Slow growth: From 1992 to 2002, the Philadelphia region's 13.3 percent employment growth led the state, but lagged behind the national rate of 20 percent. The state's tax structure weighs disproportionately on poor communities; its system of governance, with 2,566 municipalities and a fragmented state government, is parochial. Furthermore, it has not moved to replace the loss of its manufacturing base with "new economy" jobs.
Brain drain: The state has the fifth largest net out-migration of population between 1995 and 2000, and most of those leaving are young, educated workers. The Philadelphia region lost 8.3 percent of its 25- to 34-year-old residents between 1990 and 2000 -- the ninth largest loss of young workers. Despite the fact that the state ranks sixth in the nation in college students, in 2000, 29 percent of the Philadelphia region's residents possessed a college degree, a figure that pales when compared to cities like San Francisco (43.6 percent) or the Washington, D.C. region (41.8 percent).
Older cities and towns: Competing municipalities have made growth in the region a zero-sum gain -- a national problem not unique to Pennsylvania. Pennsylvania's population growth has been slow, but its land development from 1982 to 1997 is sixth in the nation. In the Philadelphia region, population growth was among the lowest in the state (3.2 percent versus 3.4 percent statewide), yet its outer townships grew by 18 percent, while older developed areas lost 2 percent of their population. This population shift magnifies the self-reinforcing tendency of economies. Struggling urban economies face depressed property values, which limit a city's ability to pay for services, which in turn makes the area less desirable.

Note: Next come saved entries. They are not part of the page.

Issue #784, opened 2021-03-15
RKE2 Agent does not extract images with „system-default-registry“


Martin-Weiss:
Agents try to download images from on-premise registry even though they are included in the images tar ball

```
# rke2 --version
rke2 version v1.20.4+rke2r1 (e0a5163fef9227fa6c19e5f597101d4939077793)
go version go1.15.8b5
```
In server and agent config.yaml:

`system-default-registry: registry.domain.de`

None of this is new; the report is yet another wake-up call about known problems. Yet the report also noted that the state has assets that make future success possible. Philadelphia has a tremendous amount of existing infrastructure that can spur economic growth, including a large amount of green space that makes the area attractive for recreation and a wealth of history that makes it a great tourist destination. Philadelphia also has great cultural institutions, museums and performing arts spaces that are vibrant and growing. Prominent academic institutions and a great network of hospitals and health care offer important resources. Finally, its people are another resource: Pennsylvanians, especially Philadelphians, are loyal to their home state and the communities where they grow up.
Ultimately, the report is encouraging; it is a warning, not a postmortem. We did not get here by accident: Pennsylvania is in its current situation because of 50 years of bad decisions made by its state government. But the problems we face are not unknown, and solutions are not impossible. What we need now is a concerted effort by the state government to move beyond past mistakes and lead Pennsylvania into the future.
Bruce Andersen is a community activist and holds a master’s in public policy from the John F. Kennedy School of Government at Harvard University.